PROBLEM TO SOLVE
Report every line of the records that contains the word "arguments".

(Beginning of GIVEN DATA)

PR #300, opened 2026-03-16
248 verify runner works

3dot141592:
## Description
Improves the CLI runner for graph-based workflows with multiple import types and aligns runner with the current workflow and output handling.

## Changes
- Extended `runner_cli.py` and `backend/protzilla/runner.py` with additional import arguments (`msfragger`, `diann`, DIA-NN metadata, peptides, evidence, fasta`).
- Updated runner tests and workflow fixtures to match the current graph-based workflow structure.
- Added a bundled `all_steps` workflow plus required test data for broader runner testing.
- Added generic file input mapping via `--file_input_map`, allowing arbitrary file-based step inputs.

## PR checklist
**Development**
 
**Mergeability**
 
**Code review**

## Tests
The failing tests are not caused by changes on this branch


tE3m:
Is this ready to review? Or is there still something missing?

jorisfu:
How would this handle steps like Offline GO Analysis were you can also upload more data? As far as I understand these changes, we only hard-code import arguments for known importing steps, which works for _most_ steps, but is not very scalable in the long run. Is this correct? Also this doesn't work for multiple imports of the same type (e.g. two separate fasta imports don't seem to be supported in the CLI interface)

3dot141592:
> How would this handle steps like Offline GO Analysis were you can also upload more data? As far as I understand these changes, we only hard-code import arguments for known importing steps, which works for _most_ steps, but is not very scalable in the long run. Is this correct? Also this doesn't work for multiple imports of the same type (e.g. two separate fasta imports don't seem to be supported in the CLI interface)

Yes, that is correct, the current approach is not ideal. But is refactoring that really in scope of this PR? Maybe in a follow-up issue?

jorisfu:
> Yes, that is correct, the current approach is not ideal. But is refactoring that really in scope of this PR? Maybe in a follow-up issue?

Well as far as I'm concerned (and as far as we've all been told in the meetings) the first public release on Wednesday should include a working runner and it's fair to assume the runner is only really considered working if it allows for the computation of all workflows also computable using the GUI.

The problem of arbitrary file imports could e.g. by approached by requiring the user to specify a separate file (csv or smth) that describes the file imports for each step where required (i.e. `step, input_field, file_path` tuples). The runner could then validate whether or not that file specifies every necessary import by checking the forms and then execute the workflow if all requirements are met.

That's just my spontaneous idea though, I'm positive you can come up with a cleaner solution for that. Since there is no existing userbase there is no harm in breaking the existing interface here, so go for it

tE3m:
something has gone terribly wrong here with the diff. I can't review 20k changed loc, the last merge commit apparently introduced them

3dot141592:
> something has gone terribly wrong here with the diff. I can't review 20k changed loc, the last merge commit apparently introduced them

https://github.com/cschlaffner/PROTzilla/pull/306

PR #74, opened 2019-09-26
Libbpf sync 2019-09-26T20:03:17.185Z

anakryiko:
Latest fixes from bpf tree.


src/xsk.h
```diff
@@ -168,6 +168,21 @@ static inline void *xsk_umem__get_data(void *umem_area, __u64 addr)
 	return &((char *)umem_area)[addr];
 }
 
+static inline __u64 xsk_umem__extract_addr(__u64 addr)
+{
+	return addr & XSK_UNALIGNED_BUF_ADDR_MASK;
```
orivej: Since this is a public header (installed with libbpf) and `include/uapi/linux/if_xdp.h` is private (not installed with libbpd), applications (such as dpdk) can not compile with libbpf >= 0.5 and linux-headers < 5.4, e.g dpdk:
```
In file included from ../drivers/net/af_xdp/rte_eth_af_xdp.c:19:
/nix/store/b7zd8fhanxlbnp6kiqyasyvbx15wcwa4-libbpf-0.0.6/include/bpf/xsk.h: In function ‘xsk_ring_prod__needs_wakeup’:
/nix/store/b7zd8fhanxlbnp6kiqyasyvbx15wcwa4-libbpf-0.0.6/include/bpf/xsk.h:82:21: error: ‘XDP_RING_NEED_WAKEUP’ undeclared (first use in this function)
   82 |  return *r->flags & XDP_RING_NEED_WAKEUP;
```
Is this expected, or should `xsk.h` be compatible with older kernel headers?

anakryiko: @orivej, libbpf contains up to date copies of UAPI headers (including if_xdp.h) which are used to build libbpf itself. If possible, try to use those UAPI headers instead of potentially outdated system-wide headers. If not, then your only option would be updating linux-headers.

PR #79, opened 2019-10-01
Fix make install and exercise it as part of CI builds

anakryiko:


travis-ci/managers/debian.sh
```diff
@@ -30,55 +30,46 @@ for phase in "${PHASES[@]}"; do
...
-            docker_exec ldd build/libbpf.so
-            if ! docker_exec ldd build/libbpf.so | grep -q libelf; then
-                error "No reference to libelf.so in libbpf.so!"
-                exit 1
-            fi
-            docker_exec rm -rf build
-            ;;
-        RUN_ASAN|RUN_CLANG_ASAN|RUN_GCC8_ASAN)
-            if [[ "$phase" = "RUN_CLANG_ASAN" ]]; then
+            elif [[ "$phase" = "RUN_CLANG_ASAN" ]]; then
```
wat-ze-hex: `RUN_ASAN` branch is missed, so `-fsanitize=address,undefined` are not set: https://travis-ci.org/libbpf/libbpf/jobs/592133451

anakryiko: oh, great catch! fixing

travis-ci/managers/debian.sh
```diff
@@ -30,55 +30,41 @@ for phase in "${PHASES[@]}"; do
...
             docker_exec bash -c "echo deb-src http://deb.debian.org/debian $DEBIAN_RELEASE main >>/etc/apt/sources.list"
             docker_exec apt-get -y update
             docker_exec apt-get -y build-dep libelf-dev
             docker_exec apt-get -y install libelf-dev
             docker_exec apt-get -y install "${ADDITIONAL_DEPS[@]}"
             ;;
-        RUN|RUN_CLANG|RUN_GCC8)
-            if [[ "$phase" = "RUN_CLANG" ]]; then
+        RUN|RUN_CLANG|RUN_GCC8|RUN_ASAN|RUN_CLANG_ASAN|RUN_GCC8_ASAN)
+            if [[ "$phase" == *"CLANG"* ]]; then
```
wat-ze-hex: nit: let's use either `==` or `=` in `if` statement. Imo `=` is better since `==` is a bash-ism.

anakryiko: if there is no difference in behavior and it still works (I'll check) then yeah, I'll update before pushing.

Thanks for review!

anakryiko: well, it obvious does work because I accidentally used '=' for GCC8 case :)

(End of GIVEN DATA)

ANSWER SPACE
- Extended `runner_cli.py` and `backend/protzilla/runner.py` with additional import arguments (`msfragger`, `diann`, DIA-NN metadata, peptides, evidence, fasta`).
How would this handle steps like Offline GO Analysis were you can also upload more data? As far as I understand these changes, we only hard-code import arguments for known importing steps, which works for _most_ steps, but is not very scalable in the long run. Is this correct? Also this doesn't work for multiple imports of the same type (e.g. two separate fasta imports don't seem to be supported in the CLI interface)
> How would this handle steps like Offline GO Analysis were you can also upload more data? As far as I understand these changes, we only hard-code import arguments for known importing steps, which works for _most_ steps, but is not very scalable in the long run. Is this correct? Also this doesn't work for multiple imports of the same type (e.g. two separate fasta imports don't seem to be supported in the CLI interface)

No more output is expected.